Well, Twain isn’t talking about grad school. Maybe an MFA gives you a leg up, maybe not. But Twain knew nothing of graduate “creative writing” programs. As far as I can tell, he knew about “critique groups” only in the sense that he had others (notably his wife) read and critique and edit his work. But neither of these is what he had in mind. From what I gather of his life story, his own journalistic career was a major part of his training. Getting published in countless brief columns, reporting, working the beat in California. This went on for years. He then, as he describes it, fell into the lecture circuit at a time when it was thriving. Writing entertaining lectures that proved to be successful was, then, another kind of “honest training in the lower grades of the service.” His first break-out book, The Innocents Abroad, began as reportage from aboard a steamship touring the Holy Land. He talks, in that book, about how many passengers meant to keep a journal, and how many succeeded—him.
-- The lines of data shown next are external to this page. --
PR #18865, opened 2021-07-12
add strict mode tests & fix assembly token strict mode bug

Anipik:
- add some strict mode tests
- while updating the version in the runtime, i discovered a bug where we were missing a token equality check.

### DIFF
--- a/src/Compatibility/Microsoft.DotNet.ApiCompatibility/Rules/AssemblyIdentityMustMatch.cs
+++ b/src/Compatibility/Microsoft.DotNet.ApiCompatibility/Rules/AssemblyIdentityMustMatch.cs
@@ -75,7 +75,7 @@ namespace Microsoft.DotNet.ApiCompatibility.Rules
                     rightName,
                     rightIdentity));
             }
-            else if (Settings.StrictMode && !rightAssemblyPublicKeyToken.IsEmpty && !isRightRetargetable)
+            else if (Settings.StrictMode && !rightAssemblyPublicKeyToken.IsEmpty && !isRightRetargetable && !rightAssemblyPublicKeyToken.SequenceEqual(leftAssemblyPublicKeyToken))
             {
                 differences.Add(CreateIdentityDifference(
                     Resources.AssemblyPublicKeyTokenDoesNotMatch,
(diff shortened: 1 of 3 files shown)


src/Tests/Microsoft.DotNet.ApiCompatibility.Tests/Rules/AssemblyIdentityMustMatchTests.cs
```diff
@@ -181,12 +187,27 @@ public void LeftAssemblyKeyTokenNull()
             IAssemblySymbol rightSymbols = new AssemblySymbolLoader().LoadAssembly(rightDllPath);
 
             ApiComparer differ = new();
-            IEnumerable<CompatDifference> differences = differ.GetDifferences(leftSymbols, rightSymbols);
-            Assert.Empty(differences);
+            differ.StrictMode = strictMode;
+
+            if (strictMode)
+            {
+                IEnumerable<CompatDifference> differences = differ.GetDifferences(leftSymbols, rightSymbols);
```
safern, line 194: You could call this before the if/else and then just assert inside the if/else.

src/Compatibility/Microsoft.DotNet.ApiCompatibility/Rules/AssemblyIdentityMustMatch.cs
```diff
@@ -75,7 +75,7 @@ private void RunOnAssemblySymbol(IAssemblySymbol left, IAssemblySymbol right, st
                     rightName,
                     rightIdentity));
             }
-            else if (Settings.StrictMode && !rightAssemblyPublicKeyToken.IsEmpty && !isRightRetargetable)
+            else if (Settings.StrictMode && !rightAssemblyPublicKeyToken.IsEmpty && !isRightRetargetable && !rightAssemblyPublicKeyToken.SequenceEqual(leftAssemblyPublicKeyToken))
```
safern, line 78: if the rightAssemblyPublicToken.IsEmpty and the left is not and the right assembly is not retargetable this would not add a difference, right?

Same for the if above with left pkt.

Anipik: right (empty and NonRetargetable left (non-empty and non-retargetable) will result in mismatch in normal mode only. we wont need to check for this condition.

safern: Right but if the public key token is empty and the assembly is not retargetable, then we would not error the difference, correct?

Anipik: yes if "base" dll token is empty then comparable dll can be null or not null and we wont error the difference.

safern (approved):
LGTM

PR #18874, opened 2021-07-12
[API Compat] Make sure test syntax trees don't have any syntax errors

safern:
Since the API Compat tests didn't have any validation that the syntax trees were actually syntactically correct, they had a bunch of syntax errors. This fixes it and prevents from happening in the future.

### DIFF
--- a/src/Tests/Microsoft.DotNet.ApiCompatibility.Tests/SymbolFactory.cs
+++ b/src/Tests/Microsoft.DotNet.ApiCompatibility.Tests/SymbolFactory.cs
@@ -8,27 +8,34 @@ using System;
 using System.Collections.Generic;
 using System.Linq;
 using System.Runtime.CompilerServices;
+using Xunit;
 
 namespace Microsoft.DotNet.ApiCompatibility.Tests
 {
     internal static class SymbolFactory
     {
-        internal static IAssemblySymbol GetAssemblyFromSyntax(string syntax, bool enableNullable = false, bool includeDefaultReferences = false, [CallerMemberName] string assemblyName = "")
+        internal static IAssemblySymbol GetAssemblyFromSyntax(string syntax, bool enableNullable = false, [CallerMemberName] string assemblyName = "")
         {
-            CSharpCompilation compilation = CreateCSharpCompilationFromSyntax(syntax, assemblyName, enableNullable, includeDefaultReferences);
+            CSharpCompilation compilation = CreateCSharpCompilationFromSyntax(syntax, assemblyName, enableNullable);
+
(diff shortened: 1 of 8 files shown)


src/Tests/Microsoft.DotNet.ApiCompatibility.Tests/SymbolFactory.cs
```diff
@@ -46,27 +53,48 @@ internal static IList<ElementContainer<IAssemblySymbol>> GetElementContainersFro
...
+                new string[] { "NETFRAMEWORK" }
+#else
+                Array.Empty<string>()
+#endif
+        ); 
+
+        private static IEnumerable<KeyValuePair<string, ReportDiagnostic>> DiagnosticOptions { get; } = new[]
+        {
+            // Suppress warning for unused fields.
+            new KeyValuePair<string, ReportDiagnostic>("CS0067", ReportDiagnostic.Suppress)
```
ericstj, line 95: Where do we need this?  I wouldn't expect the compiler to ever complain about publicly visible unused fields.

ericstj (approved):
Thanks for fixing!

src/Tests/Microsoft.DotNet.ApiCompatibility.Tests/SymbolFactory.cs
safern: I messed up the comment it is not unused fields it was unused events in the declaring class. https://docs.microsoft.com/en-us/dotnet/csharp/misc/cs0067 

I'll update the comment.

src/Tests/Microsoft.DotNet.ApiCompatibility.Tests/SymbolFactory.cs
```diff
@@ -46,27 +53,48 @@ internal static IList<ElementContainer<IAssemblySymbol>> GetElementContainersFro
...
+#if NETFRAMEWORK
+                new string[] { "NETFRAMEWORK" }
+#else
+                Array.Empty<string>()
+#endif
+        ); 
+
+        private static IEnumerable<KeyValuePair<string, ReportDiagnostic>> DiagnosticOptions { get; } = new[]
+        {
+            // Suppress warning for unused fields.
```
safern, line 94:
```suggestion
            // Suppress warning for unused events.
```

src/Tests/Microsoft.DotNet.ApiCompatibility.Tests/SymbolFactory.cs
ericstj: I see, that one makes sense to suppress.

Something Twain doesn’t mention as clearly, that he might have taken for granted, and that’s certainly visible in his works, is his careful, patient reading of literature. For instance, he once found James Fenimore Cooper guilty of 114 of 115 possible literary offenses (“Fenimore Cooper’s Literary Offenses,” North American Review, 1895). He praises the literary merits of Kipling’s works, discusses the stylistic excellence of certain biblical passages, weighs the literary merits of Ulysses S. Grant’s memoirs, lampoons literary excesses in pop-fiction of his day. His patient, careful reading and attention to style are evident in what he produced.

So there you have it: Twain’s recipe for apprenticeship, for learning from the masters. With some natural ability, hard work, careful reading, willingness to learn, humble efforts at less-than-glamorous publication, he promises that “you could be successful, perhaps.” But, as he puts it (and I paraphrase):

If you can’t afford the time and labor necessary to acquire the essentials in this great trade that don’t result from natural ability, leave writing alone and try something which does not require training and experience.

Does that sting? Maybe you (and I) need a little antiseptic.